Light- and fluorescence microscopy

100 ml unfiltered subsamples from the first three days (0, 24 and 72 h), during which most of the phosphorus uptake occurred, were incubated with 300 µl Lugol’s iodine in 300 ml amber bottles. Light microscopy (phase-contrast microscopy) of the filaments was performed by using a Carl Zeiss “Axiovert S100”. Measurements and pictures were taken with “ZENlite” Software from Carl Zeiss Microscopy, Jena.

For the fluorescence microscopy 2 ml subsamples from the first three days (0, 24 and 72 h) were filtrated with a low-pressure of 150 mbar on 3 µm polycarbonate membrane filters (ø 25 mm). Afterwards 1 ml DAPI (1 mg/100 ml) was added on top of the filter and incubated for 5 min. in the dark. Then, DAPI was filtered off and the filter were washed with 1 ml of Milli-Q water. Filters were analysed with a Leica Laser Microdissection microscope (LMD 7000; Leica Camera, Wetzlar) and the related software “LMD V7.6”. This method was used to identify regions of interest for NanoSIMS and SEM/EDX analyses.

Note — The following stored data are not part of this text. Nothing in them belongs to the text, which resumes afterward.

PR #3256, opened 2025-11-11
fix: detect app stopped in case of docker compose

anjupathak03:
## Describe the changes that are made
This pull request introduces enhancements to how the application manages Docker Compose commands for internal use, focusing on improved process exit handling and more accurate service identification. The main changes ensure that the Docker Compose process exits when the main application container stops, and that the correct service name is tracked for exit codes. Additionally, the codebase is updated to propagate and utilize the service name found in the compose file.

**Docker Compose command improvements:**

* The `modifyDockerComposeCommand` function now injects the `--abort-on-container-exit` and `--exit-code-from <service>` flags into the Docker Compose command, ensuring the compose process exits when the application container stops and returns the correct exit code. This logic is encapsulated in the new `ensureComposeExitOnAppFailure` helper. (`pkg/client/app/util.go`) [[1]](diffhunk://#diff-7e0da772985df86661e10e74a467ca62ca4a077f64d5a636571fda4b67f26407L42-R48) [[2]](diffhunk://#diff-7e0da772985df86661e10e74a467ca62ca4a077f64d5a636571fda4b67f26407L71-R90) [[3]](diffhunk://#diff-7e0da772985df86661e10e74a467ca62ca4a077f64d5a636571fda4b67f26407R117-R153)

**Service name propagation and usage:**

* The service name found in the Docker Compose file is now extracted and returned by `findContainerInServices`, and included in the `ComposeServiceInfo` struct as `AppServiceName`. This allows the correct service name to be used in the compose command for exit code monitoring. (`pkg/platform/docker/docker.go`, `pkg/platform/docker/service.go`) [[1]](diffhunk://#diff-8db4dcca2af4ae7076e621e24f38ad74923799d525a44e99a444dfa902a33e12L237-R244) [[2]](diffhunk://#diff-8db4dcca2af4ae7076e621e24f38ad74923799d525a44e99a444dfa902a33e12L253-R256) [[3]](diffhunk://#diff-8db4dcca2af4ae7076e621e24f38ad74923799d525a44e99a444dfa902a33e12L282-R287) [[4]](diffhunk://#diff-ecbe4365a4572069a1352838d537d5698b14ccb68c241af564979703754ce5c2R34)
* The `SetupCompose` method in `pkg/client/app/app.go` is updated to pass the service name to `modifyDockerComposeCommand`, ensuring the generated command uses the correct flags and service.

These changes collectively improve reliability when running Docker Compose for internal application orchestration, making sure failures in the main application container are properly detected and propagated.

[...]

PR #4408, opened 2026-08-03
fix(replay): abort on container failure, not exit, when a one-shot init is present

prabaltripathiofficial:
## Problem

Cloud replay renders a recorded pod's **init containers** as one-shot compose services (`restart: "no"`, the app `depends_on` them with `condition: service_completed_successfully`). Keploy runs the compose with:

```
docker compose -f - up --abort-on-container-exit --exit-code-from <app>
```

`--abort-on-container-exit` stops the whole stack the instant **any** container exits — including a one-shot init exiting **0**, which it *must* do for the app to start. Result: the app is torn down before it ever runs.

```
prepare-mongo-tls  exited with code 0        <-- init did its job (as designed)
Compose  Aborting on container exit...        <-- flag fires on that success
api-server  Stopping / Stopped                <-- app killed before it runs
→ "user application failed under --keep-app-alive: exit status 1"  (no report)
```

The flag has been correct for its intent (catch the **app** crashing) since #3256, but it's a blunt "any container" instrument. It became fatal once init containers started being rendered as one-shot compose services, because a one-shot init's success is indistinguishable from an app crash under `--abort-on-container-exit`.

## Fix

When the in-memory compose contains a one-shot init (detected by `service_completed_successfully` in the compose content), inject **`--abort-on-container-failure`** instead of `--abort-on-container-exit --exit-code-from <app>`.

- `--abort-on-container-failure` aborts only on a **non-zero** exit → the init's clean exit-0 is ignored, while a real app crash is still caught.
- `--exit-code-from` is dropped because it *implies* `--abort-on-container-exit`. There is **no** container-state polling on the compose path (`waitTillExit()` is skipped for `DockerCompose`), so after this change `--abort-on-container-failure` is the **only** signal that catches an app crash: it makes `docker compose up` itself exit non-zero, surfaced through `cmdErr` from `utils.ExecuteCommand`. Note that compose now returns its **own** exit status rather than the app's (via the old `--exit-code-from <app>`) — equivalent for pass/fail, but the specific code changes meaning.
- Only the **in-memory** compose path (`setupComposeInMemory` → `ensureInMemoryComposeFlags`) is switched. The user-provided-compose-file path (`modifyDockerComposeCommand`) passes `false`, so its behavior is unchanged.

~18 lines across `pkg/client/app/{app.go,util.go}`.

## Why this and not the alternatives

- **Two-phase (pre-run the init, then `up`)** was tested and *fails*: even with `--no-recreate`, compose re-runs the one-shot init as a dependency, it exits 0 again, and `--abort-on-container-exit` aborts anyway.
- **Detached + monitor** would work but keploy deliberately forbids detached mode (`isDetachMode`), so it's a larger lifecycle refactor.
- `--abort-on-container-failure` keeps the flag's original purpose (catch app crashes) while removing the only false positive (a one-shot init's success), with zero change to non-init flows.

## Verification

Reproduced against a real deployment whose recorded manifest carries a `prepare-mongo-tls` init, running the exact cloud-replay command with the stock vs. patched binary:

| | Stock | Patched |
|---|---|---|
| Injected cmd | `up --abort-on-container-exit --exit-code-from …` | `up --abort-on-container-failure` |
| `Aborting on container exit` | fires on init exit-0 | never |
| App | torn down, never ran | agent healthy, app booted, ran |
| Replay | catastrophic, no report | ran to a full report |

### DIFF
--- a/pkg/client/app/app.go
+++ b/pkg/client/app/app.go
@@ -278,13 +278,49 @@ func (a *App) setupComposeInMemory(extraArgs []string) error {
 	a.composeContent = content
 
 	// Ensure the command uses stdin ("-f -") and has the exit-code-from flags.
-	preferFailureAbort := strings.Contains(string(a.composeContent), "service_completed_successfully")
+	preferFailureAbort := composeHasCompletionDependency(&compose)
 	a.cmd = ensureInMemoryComposeFlags(a.cmd, a.composeService, preferFailureAbort)
 
 	a.logger.Info("Running application using in-memory Keploy-generated Docker Compose (no file written to disk)",
 		zap.String("cmd", a.cmd))
 
 	return nil
+}
+
+func composeHasCompletionDependency(compose *docker.Compose) bool {
+	if compose == nil || compose.Services.Content == nil {
+		return false
+	}
+	for i := 0; i+1 < len(compose.Services.Content); i += 2 {
+		service := compose.Services.Content[i+1]
+		if service == nil {
+			continue
+		}
+		for j := 0; j+1 < len(service.Content); j += 2 {
+			if service.Content[j].Value == "depends_on" && dependsOnRequiresCompletion(service.Content[j+1]) {
+				return true
+			}
+		}
+	}
+	return false
+}
+
+func dependsOnRequiresCompletion(dependsOn *yaml.Node) bool {
+	if dependsOn == nil || dependsOn.Kind != yaml.MappingNode {
+		return false
+	}
+	for i := 0; i+1 < len(dependsOn.Content); i += 2 {
+		dep := dependsOn.Content[i+1]
+		if dep == nil || dep.Kind != yaml.MappingNode {
+			continue
+		}
+		for j := 0; j+1 < len(dep.Content); j += 2 {
+			if dep.Content[j].Value == "condition" && dep.Content[j+1].Value == "service_completed_successfully" {
+				return true
+			}
+		}
+	}
+	return false
 }
 
 func (a *App) SetAppCommand(appCommand string) {
--- a/pkg/client/app/app.go
+++ b/pkg/client/app/app.go
@@ -278,7 +278,8 @@ func (a *App) setupComposeInMemory(extraArgs []string) error {
 	a.composeContent = content
 
 	// Ensure the command uses stdin ("-f -") and has the exit-code-from flags.
-	a.cmd = ensureInMemoryComposeFlags(a.cmd, a.composeService)
+	preferFailureAbort := strings.Contains(string(a.composeContent), "service_completed_successfully")
+	a.cmd = ensureInMemoryComposeFlags(a.cmd, a.composeService, preferFailureAbort)
 
 	a.logger.Info("Running application using in-memory Keploy-generated Docker Compose (no file written to disk)",
 		zap.String("cmd", a.cmd))
--- a/pkg/client/app/util.go
+++ b/pkg/client/app/util.go
@@ -26,7 +26,7 @@ var composeSubcommands = map[string]bool{
 // It tokenizes the arguments, strips all -f/--file flags (including dangling
 // ones without a value), and injects a single "-f -" before the first compose
 // subcommand to avoid producing multiple stdin readers.
-func ensureInMemoryComposeFlags(appCmd, serviceName string) string {
+func ensureInMemoryComposeFlags(appCmd, serviceName string, preferFailureAbort bool) string {
 	parts := strings.Fields(appCmd)
 
 	// Strip every existing -f/--file flag and its value, including dangling
@@ -62,7 +62,7 @@ func ensureInMemoryComposeFlags(appCmd, serviceName string) string {
 		result = append(result, "-f", "-")
 	}
 
-	return ensureComposeExitOnAppFailure(strings.Join(result, " "), serviceName)
+	return ensureComposeExitOnAppFailure(strings.Join(result, " "), serviceName, preferFailureAbort)
 }
 
 func findComposeFile(cmd string) []string {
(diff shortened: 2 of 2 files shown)


prabaltripathiofficial:
## Review — keploy #4408

The diagnosis is right and the fix is the correct one. `--abort-on-container-exit` genuinely cannot distinguish a one-shot init's mandatory exit-0 from an app crash, and `--abort-on-container-failure` is the flag that draws exactly that line. Scoping it to the in-memory path — with `modifyDockerComposeCommand` explicitly passing `false` at all four call sites — keeps the blast radius to the generated-compose case.

Three things, one of which is about the description rather than the code.

### 🟡 1. The stated reason for dropping `--exit-code-from` doesn't hold

> *`--exit-code-from` is dropped because it implies `--abort-on-container-exit`; the app's exit is already observed via the existing container-state polling.*

There is no container-state polling on this path. `waitTillExit()` is skipped for compose, explicitly:

```go
// Skip on the compose path: cmdCancel's ComposeDown already brought the
// whole stack down and waitContainersRemoved confirmed the app/agent
// containers are gone ...
if utils.IsDockerCmd(a.kind) && a.kind != utils.DockerCompose {
	a.waitTillExit()
}
```

and its own doc comment says *"Only reached on the non-compose docker path."*

What actually catches an app crash after this change is `--abort-on-container-failure` making `docker compose up` itself exit non-zero, surfaced through `cmdErr` from `utils.ExecuteCommand`. So the behaviour is fine — but the flag is now the **only** thing detecting an app crash on the compose path, not a redundant second signal. Someone reading the description later could remove it believing polling covers the case, and crash detection would silently disappear with no test failing.

Worth correcting in the description and, better, in a comment at the injection site.

Related and worth a conscious decision: `--exit-code-from <app>` made compose return *the app's* exit code, and now compose returns its own. Equivalent for pass/fail, but if anything downstream keys on the specific code (the original symptom in your repro was `exit status 1`), that value changes meaning.

### 🟡 2. Detecting one-shot inits by substring search on your own generated output

```go
preferFailureAbort := strings.Contains(string(a.composeContent), "service_completed_successfully")
```

`setupComposeInMemory` generates that content, so it already knows whether it emitted one-shot inits. Recovering that fact by grepping its own output is fragile in both directions:

- **False positive** — the compose is rendered from a recorded pod spec, so env var values, commands and service names are user data. Any of them containing that substring flips the flag. Low impact (failure-abort is the safer mode) but unpredictable.
- **False negative** — the one that matters. If the generator ever renders a one-shot service with `condition: service_healthy`, or `restart: "no"` without a `depends_on` condition, this returns false and the original bug is back, silently, with the same "app failed, no report" symptom.

Having the generator return a bool alongside the content couples the decision to the structural fact instead of to a string it happens to emit today.

### 🟡 3. `--abort-on-container-failure` is Compose v2-only

The flag came out of [docker/compose#10225](https://github.com/docker/compose/issues/10225) and is a v2 feature. `docker-compose` v1 has no such option, and [podman-compose doesn't implement it either](https://github.com/containers/podman-compose/issues/1164). Keploy still handles the `docker-compose` command form elsewhere in this same file.

So for a user on v1 (or podman-compose) whose recorded manifest carries an init container, this injects an unrecognised flag and the run dies immediately with an error pointing nowhere near init containers — a worse failure than the one being fixed, for a subset of users. A capability check, a documented minimum compose version, or falling back to the old flags when v2 isn't detected would close it. I couldn't pin the exact v2 release that added it, so that's worth confirming against whatever minimum you support.

### 🟢 Smaller

- The early-return guard now matches three flag strings via `strings.Contains` over the whole command, so a service name or path containing any of them suppresses injection entirely. Pre-existing pattern — just noting the collision surface grew.
- `preferFailureAbort` is a positional bool threaded through two functions with four `false` call sites. A named type would make those call sites self-describing, though it's a small file and the current form is readable.

### 🎉 What holds up

- **The alternatives section is evidence, not theory.** "Two-phase was tested and *fails* — even with `--no-recreate`, compose re-runs the one-shot init as a dependency, it exits 0 again, and the flag aborts anyway" is the kind of note that stops the next person spending a day on the obvious-looking approach.
- **The root-cause framing is fair to the original code** — the flag was correct for its intent since #3256 and only became fatal once init containers started being rendered as one-shot services. That's a latent incompatibility, described as one.
- **Verified against a real deployment** with a real `prepare-mongo-tls` init, stock vs patched, with the injected command shown for both — so the before/after is checkable rather than asserted.
- **The user-provided-compose path is left alone deliberately**, and the early-return means a user who passes their own abort flag keeps control of it.

prabaltripathiofficial:
Thanks for the thorough self-review. Addressed in `13b598b6`:

**🟡 2 — substring detection is fragile.** Fixed. The decision now reads the **structure** of the already-parsed compose instead of grepping the marshaled YAML. `setupComposeInMemory` unmarshals into a `docker.Compose`; a new `composeHasCompletionDependency(&compose)` walks each service's `depends_on` and returns true only when a dependency's `condition` scalar equals `service_completed_successfully`. This is the exact marker that makes `--abort-on-container-exit` fatal, so it's the precise trigger — and it can no longer be flipped by that literal appearing in an env value, a command, or a service name (the false-positive half). Verified with a quick unit check: long-form condition → true; the literal hidden only in an env value → false; short-form `depends_on` list → false. The false-negative half (generator emitting `service_healthy` or bare `restart: "no"` with no `depends_on` condition) is a structural choice on the api-server generator side and isn't observable here either way; if that ever changes, the real fix is the generator returning the fact explicitly.

**🟡 1 — the `--exit-code-from` rationale.** You're right, there is no container-state polling on this path (`waitTillExit()` is skipped for `DockerCompose`). Corrected the PR description: `--abort-on-container-failure` is now called out as the **only** app-crash signal (via `cmdErr` from `utils.ExecuteCommand`), and the exit-code-semantics change (compose returns its own status, not the app's) is noted. I did **not** add a source comment at the injection site — this repo keeps that path comment-free by convention.

**🟡 3 — `--abort-on-container-failure` is Compose v2-only.** Real portability gap, deliberately **not** changed in this commit. The in-memory path's command comes from `r.config.Command`, which for cloud replay is the v2 `docker compose` form; a v1/podman fallback would be an untested behavior change to a proven fix, and — as you note — reintroduces the original bug for v1+init users rather than truly closing it. Leaving it as a documented follow-up: gate the flag on a detected v2 form (or a documented minimum compose version) and fall back to the old flags otherwise. Worth pinning the exact v2 release that added the flag before doing so.

**🟢 nits.** The early-return still matches flag strings via `strings.Contains` over the whole command (pre-existing collision surface — unchanged). `preferFailureAbort` stays a positional bool with four explicit `false` call sites; kept as-is to hold the diff to the two files.

prabaltripathiofficial:
## ✅ Approving — keploy #4408

Both substantive findings are resolved, and the third one I raised doesn't hold up on closer inspection.

**Detection is now structural (`13b598b6`).** `composeHasCompletionDependency` walks the parsed `docker.Compose` node tree — services → `depends_on` → each dep's `condition` — instead of grepping the marshaled output. That removes both failure directions I was worried about: a user-supplied env var or command containing the string can no longer flip the flag, and the decision is now tied to the actual dependency condition rather than to a substring the generator happens to emit. The key/value pair-stepping over `yaml.Node.Content` is the right way to read a mapping node, and the nil guards on `compose`, `service` and `dep` mean a malformed or scalar service value falls through to `false` rather than panicking.

**The justification is corrected, and more completely than I asked.** The description now says outright that there is no container-state polling on the compose path, that `waitTillExit()` is skipped for `DockerCompose`, and that `--abort-on-container-failure` is consequently the *only* signal catching an app crash — plus the note that compose now returns its own exit status rather than the app's, "equivalent for pass/fail, but the specific code changes meaning." That last part is the bit a future reader needs and I hadn't asked for it explicitly.

### Withdrawing the Compose-v2 finding

I flagged that `--abort-on-container-failure` is v2-only and would break `docker-compose` v1 or podman-compose users. That concern is effectively moot, and I should have spotted why when I raised it: the flag is injected **only when the compose contains `condition: service_completed_successfully`**, and that condition is itself a Compose v2 feature — [not accepted by v1](https://github.com/docker/compose/issues/11238), and [not implemented by podman-compose](https://github.com/containers/podman-compose/issues/575). So any environment that would reject the flag already rejects the compose file, before the flag matters. The two capabilities travel together on this code path.

The only residual is narrower than what I described: if `--abort-on-container-failure` landed in a *later* v2 release than `service_completed_successfully` support, there'd be a band of v2 versions that accept the condition and reject the flag. I couldn't pin either version reliably, so I'm not going to assert one — worth a glance if you support an old v2 floor, but it isn't the v1-vs-v2 break I originally claimed.

### 🟢 Two doc-drift nits, non-blocking

- The description's Fix section still says the init is *"detected by `service_completed_successfully` in the compose content"* — accurate before `13b598b6`, stale now that it's a parsed-node walk.
- `ensureComposeExitOnAppFailure` gained a third parameter but its doc block wasn't updated: the summary still says it injects "`--abort-on-container-exit` and `--exit-code-from` flags" with no mention of the failure-abort mode, and the explicit `Parameters:` list documents only `appCmd` and `serviceName`. Since that function has a formal parameter block, an undocumented parameter stands out more than it would elsewhere.

Neither affects behaviour. Nothing else outstanding from me.

charankamarapu (approved):
LGTM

SIMS imaging was performed using a NanoSIMS 50 L instrument (Cameca, France) at the Leibniz-Institute for Baltic Sea Research Warnemünde (IOW). A 133Cs+ primary ion beam was used to erode and ionize atoms of the sample. Among the received secondary ions, images of 12C, 16O, 12C14N, 31P, and secondary electrons were recorded simultaneously for areas of interest using mass detectors equipped with electron multipliers (Hamamatsu). Mass resolution was 8000 or better (according to the definition of CAMECA).

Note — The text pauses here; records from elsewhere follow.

PR #4410, opened 2026-08-03
fix(agent): exit non-zero when the agent fails to start, and name the cause

slayerjain:

**The agent reported a total startup failure to its supervisor as success.**

Every fatal branch of the `agent` command logged the error and then `return nil`, and `main.go` discarded the `Execute()` error unless it began with `"unknown command"`, so `utils.ErrCode` stayed `0`. An agent that could not load its eBPF hooks exited **0**, and kubelet recorded it as `Reason: Completed, Exit Code: 0` — docker and CI read it the same way.

Fixing it takes three layers, because the middle one was erasing the evidence:

1. **`cli/agent.go`** — fatal branches return their error instead of `nil`. A cancelled context still exits 0 (that is how the agent is asked to stop), and the check consults the **context** as well as the error, because a stop that races startup surfaces as whatever error the interrupted step happened to produce.
2. **`main.go`** — a non-nil `Execute()` error now sets a non-zero exit status. Without this, (1) alone still exits 0. The `os.Exit(1)` in the unknown-command branch is removed: it is now redundant and was skipping every deferred cleanup in `start()` (debug-file flush, profile writers, log close, umask restore).
3. **`pkg/service/agent/agent.go`** — three `return hookErr` sites replaced the underlying cause with a bare sentinel, so the CLI could not distinguish a shutdown from a real failure and the reason never reached the operator. They now wrap, keeping `errors.Is(err, hookErr)` true.

`utils.ErrCode` becomes an `atomic.Int32` behind `SetErrCode`/`ErrCode()` so `utils.Recover` can mark a recovered panic as a failure — `Recover` already cancels the global context, so a panic aborted the run and then still reported success. A plain `int` written from worker goroutines would have been a data race.

**Plus: the eBPF attach failure that prompted this is now self-diagnosing.** `perf_event_open` is gated on `kernel.perf_event_paranoid`, and Debian/Ubuntu kernels carry an out-of-tree **level 3** that requires `CAP_SYS_ADMIN` — **`CAP_PERFMON` does not satisfy it**. On such a node an agent with the usual eBPF capability set fails every attach with a bare `permission denied`, however new the kernel is. `PerfEventPermissionHint` names the sysctl, its value and the capability. It deliberately stays silent for two look-alikes that are `errors.Is(err, os.ErrPermission)` but have entirely different causes:

- **eBPF verifier rejections** — the kernel answers `BPF_PROG_LOAD` with `EACCES` and `VerifierError.Unwrap()` exposes it, so an unguarded hint would tell operators to grant `CAP_SYS_ADMIN` for a program bug;
- **tracefs / target-binary permission errors** (`*os.PathError`) — `link.Tracepoint` reads a tracefs event id, and uprobes open the target binary, before the syscall.

⚠️ **Behaviour change worth calling out:** invocations that fail validation (e.g. `keploy record` with no `-c`) now exit **1** instead of **0**. That is correct, but it is user-visible for anyone whose CI tolerated a misconfigured invocation.

## Links & References

**Closes:** NA

### 🔗 Related PRs
- NA
### 🐞 Related Issues
- NA
### 📄 Related Documents
- NA

- [ ] 📦 Chore
- [ ] 🍕 Feature
- [x] 🐞 Bug Fix
- [ ] 📝 Documentation Update
- [ ] 🎨 Style
- [ ] 🧑‍💻 Code Refactor
- [ ] ✅ Test
- [ ] 🔁 CI
- [ ] ⏩ Revert

## Added e2e test pipeline?

Unit tests cover each behaviour, and each was mutation-checked (revert the guard, confirm the suite goes red): `cli/agent_test.go` (error propagation, graceful-cancel, cancelled-context-with-unrelated-error) and `pkg/agent/hooks/linux/perm_hint_test.go` (paranoid>2, permissive level, unreadable sysctl, verifier rejection, tracefs vs non-tracefs path, the exact cilium/ebpf error shape).

- [x] 👍 yes

## Added to documentation?

- [x] 👍 yes, mentioned below

Verified live on a kind cluster whose node has `kernel.perf_event_paranoid=3`, running the agent with the standard eBPF capability set (`BPF, PERFMON, NET_ADMIN, SYS_RESOURCE, SYS_PTRACE`, no `SYS_ADMIN`) — released build vs this branch, same node, same pod spec:

| agent | terminal state | what the operator sees |
|---|---|---|
| released | `Succeeded / exitCode=0 / Completed` | only `opening tracepoint perf event: permission denied` |
| **this PR** | **`Failed / exitCode=1 / Error`** | the sysctl, its value and the remedy |

```
ERROR  failed to attach the tracepoint hook on sys_socket
  {"hint": "kernel.perf_event_paranoid is 3 on this node, which denies perf_event_open
   to any process without CAP_SYS_ADMIN (CAP_PERFMON is NOT sufficient at this level)
   — grant the keploy agent CAP_SYS_ADMIN, or set kernel.perf_event_paranoid<=2 on the node"}
```

The cause also now propagates all the way up, which it previously did not:

```
ERROR  failed to hook into the app
  {"error": "failed to hook into the app: opening tracepoint perf event: permission denied:
   kernel.perf_event_paranoid is 3 on this node, ..."}
```

The RCA was established by a single-variable A/B on that node: paranoid=3 without `SYS_ADMIN` fails; **with** `SYS_ADMIN` passes; seccomp `Unconfined` without `SYS_ADMIN` still fails (so seccomp is not involved); and paranoid=**2** without `SYS_ADMIN` passes.

## Self Review done?
- [x] ✅ yes

- Included above.

### DIFF
--- a/cli/agent.go
+++ b/cli/agent.go
@@ -2,6 +2,7 @@ package cli
 
 import (
 	"context"
+	"errors"
 
 	"github.com/go-chi/chi/v5"
 	"github.com/spf13/cobra"
@@ -21,6 +22,12 @@ func Agent(ctx context.Context, logger *zap.Logger, conf *config.Config, service
 		Use:   "agent",
 		Short: "starts keploy agent for hooking and starting proxy",
 		// Hidden: true,
+		// Runtime failures below are reported by their own log line and by the
+		// process exit status; without this, cobra would dump the whole usage
+		// text after every one of them and bury the actual error. Bad flags
+		// still print their own message via SetFlagErrorFunc (the error, not
+		// the usage listing).
+		SilenceUsage: true,
 		PreRunE: func(cmd *cobra.Command, _ []string) error {
 			return cmdConfigurator.Validate(ctx, cmd)
 		},
@@ -28,14 +35,15 @@ func Agent(ctx context.Context, logger *zap.Logger, conf *config.Config, service
 			svc, err := serviceFactory.GetService(ctx, cmd.Name())
 			if err != nil {
 				utils.LogError(logger, err, "failed to get service")
-				return nil
+				return err
 			}
 
 			var a agent.Service
 			var ok bool
 			if a, ok = svc.(agent.Service); !ok {
-				utils.LogError(logger, nil, "service doesn't satisfy agent service interface")
-				return nil
+				err = errors.New("service doesn't satisfy agent service interface")
+				utils.LogError(logger, err, "failed to start agent")
+				return err
 			}
 
 			// Self-terminate (gracefully) if the parent keploy client dies
@@ -85,7 +93,21 @@ func Agent(ctx context.Context, logger *zap.Logger, conf *config.Config, service
 			err = a.Setup(ctx, startAgentCh)
 			if err != nil {
 				utils.LogError(logger, err, "failed to setup agent")
-				return nil
+				// A cancelled context is how the agent is asked to stop
+				// (SIGINT/SIGTERM, parent exit) — that is a normal shutdown,
+				// not a failure, and must keep exiting 0. Anything else means
+				// the agent never came up: it must exit non-zero so kubelet,
+				// docker and CI see a failure instead of "Completed".
+				//
+				// Check the CONTEXT as well as the error: a shutdown that
+				// races agent startup surfaces as whatever error the
+				// interrupted step happened to produce, which need not carry
+				// context.Canceled. We own this context, so its state is the
+				// authoritative answer to "was this a shutdown?".
+				if errors.Is(err, context.Canceled) || ctx.Err() != nil {
+					return nil
+				}
+				return err
 			}
 
 			return nil
--- a/cli/agent_test.go
+++ b/cli/agent_test.go
@@ -1,0 +1,147 @@
+package cli
+
+import (
+	"context"
+	"errors"
+	"testing"
+
+	"github.com/spf13/cobra"
+	"go.keploy.io/server/v3/config"
+	"go.keploy.io/server/v3/pkg/service/agent"
+	"go.uber.org/zap"
+)
+
+// stubAgent satisfies agent.Service by embedding it: only Setup is ever called
+// on this path, so the remaining methods stay nil and would panic loudly if the
+// command ever started using them.
+type stubAgent struct {
+	agent.Service
+	setupErr error
+}
+
+func (s stubAgent) Setup(context.Context, chan int) error { return s.setupErr }
+
+type stubFactory struct {
+	svc interface{}
+	err error
+}
+
+func (f stubFactory) GetService(context.Context, string) (interface{}, error) {
+	return f.svc, f.err
+}
+
+// stubConfigurator registers only the flags Agent's RunE reads back.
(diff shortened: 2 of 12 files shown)


slayerjain:
### Follow-up commit: `fix(config): don't fail when nothing can answer the override prompt`

The first commit turned 8 e2e lanes red — `go-memory-load-{grpc,mongo,mysql}` and `proxy-stress-test`, each × 2 matrix legs. I traced it, and **the PR did not break them; it revealed that they were already broken:**

```
==== Generating Keploy config ====
Config file already exists. Do you want to override it? [y/n]:
  ERROR  failed to ask for confirmation  {"error": "EOF"}
→ Process completed with exit code 1
```

`keploy config --generate` prompts; those four sample dirs ship a committed `keploy.yml`; stdin on a runner is a closed pipe; `AskForConfirmation` returns that EOF **as an error**. Before this PR the error was discarded and keploy exited 0, so `set -Eeuo pipefail` sailed past and the lane ran on the committed yml. That step has been failing on *every* run, invisibly, for as long as the yml has been committed. The exact failing set is those 4 apps × 2 legs — and the `record_latest_replay_build` leg never fails because it uses the previously released binary.

**The fix keys on EOF, not on "is stdin a terminal".** That distinction is load-bearing: `/dev/null` **is** a character device, so the obvious `ModeCharDevice` heuristic reports *interactive* for `docker run` without `-i`, for systemd (`StandardInput=null` is the default) and for cron — precisely the cases this needs to cover — while reporting *not interactive* for a pipe, which would have silently broken `echo y | keploy config --generate`. Keying on EOF gets both right. (I had written the TTY version first; review caught it with measurements.)

EOF now means "nobody answered": keep the existing config, warn with the path, exit 0.

**`--force` is added** because there was otherwise no non-interactive way to regenerate an existing config: `--in-ci` is registered only under `case "record", "test":`, so the `!cfg.InCi` guard on this command can never be false. Without an escape hatch, "keep the file and succeed" would leave a user whose `make setup` runs `config --generate` with a stale config and no scripted way to refresh it — quieter than the bug being fixed, and worse.

Also fixed in the same function: the tools-service type assertion returned a **nil** error on failure, so a wiring bug exited 0 — the exact shape this PR exists to eliminate.

### Two pre-existing issues this surfaced — not fixed here, worth their own tickets

1. **Those lanes have never exercised config generation.** Because `config --generate` was a silent no-op wherever a `keploy.yml` is committed, ~30 lanes calling it have been testing the checked-in YAML rather than keploy's generator. Deleting `keploy.yml` in each script's "Cleaning previous artifacts" step would close the hole — deliberately out of scope here, since it changes what those lanes test.
2. **`keploy config --generate --path DIR` ignores `--path`.** Verified: run from `/tmp/cw3` with `-p /tmp/cw3/target`, it writes `/tmp/cw3/keploy.yml` and leaves the target untouched — `cfg.Path` is empty in `RunE`. Unrelated to this PR, but it makes the new warning print a bare relative filename.

chilkotiKartik (approved):
LGTM! Thoroughly verified changes in fix(agent): exit non-zero when the agent fails to start, and name the cause. Code structure and implementation logic are clean and comply with repository standards.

Prior to the analysis, sample areas of 60*60 µm were sputtered for 200 s with 600 pA to reach the steady state of secondary ion formation, erode the gold and clean the surface. In a first step, the area was depicted using a 1 pA primary ion beam scanning 512*512 px, 0.25 ms/px. After this first analysis, the cyanobacteria were barely eroded, and in order to penetrate to a greater depth in a faster time, the subsequent analyses were performed with a 20 pA primary ion beam on a 35*35 µm raster, scanning 512*512 px, 2 ms/px. After 410 planes, the cyanobacteria of approx. 8 µm diameter were completely consumed. Assuming an ideal cylindrical form of the cyanobacteria, this resulted in an estimated consumption of 20 nm per NanoSIMS plane. Of course, the prior implantation and analysis with a weaker beam had already consumed material, and the cyanobacteria might have had a compressed ellipsoid cross section. Thus, the real erosion might be lower, but one should note that material is mixed in the surface layer by the penetrating ion beam, which leads to ion contributions of a few additional nm. Of the 410 stack plane, 106 to 245 were used to depict the phosphorus distribution (Fig. 1c and e). For data analysis, the Look@NanoSIMS software28 was employed.


SEM analysis was performed using a “Zeiss MERLIN VP compact” at the Leibniz-Institute for Baltic Sea Research Warnemünde (IOW). Measurements were performed with the “AZtecEnergy“ program (Oxford Instruments). Measurements were done under high vacuum conditions with an acceleration voltage of 15 kV. The measured values are not corrected X-Ray events and were measured in counts s−1 at the excitation energy peak of phosphorus at 2.0134 keV. Before analyzing, the samples were coated with chrome to prevent wavelength interference of phosphorus with the signal of gold, which is usually used for coating.

Statistical analyses

Two two-tailed statistical methods were used. The t-test was used to find significant differences between vegetative cells and heterocysts at the same time of each sample taking points (Table 1). The measured values were calculated from the excitation energy peak of phosphorus in point measurements. To test the significant differences in the phosphorus content of vegetative cells and heterocysts at different time points a ANOVA was performed (Table 2;

Data availability

The data sets generated and analysed during the current study are available from the corresponding author on reasonable request.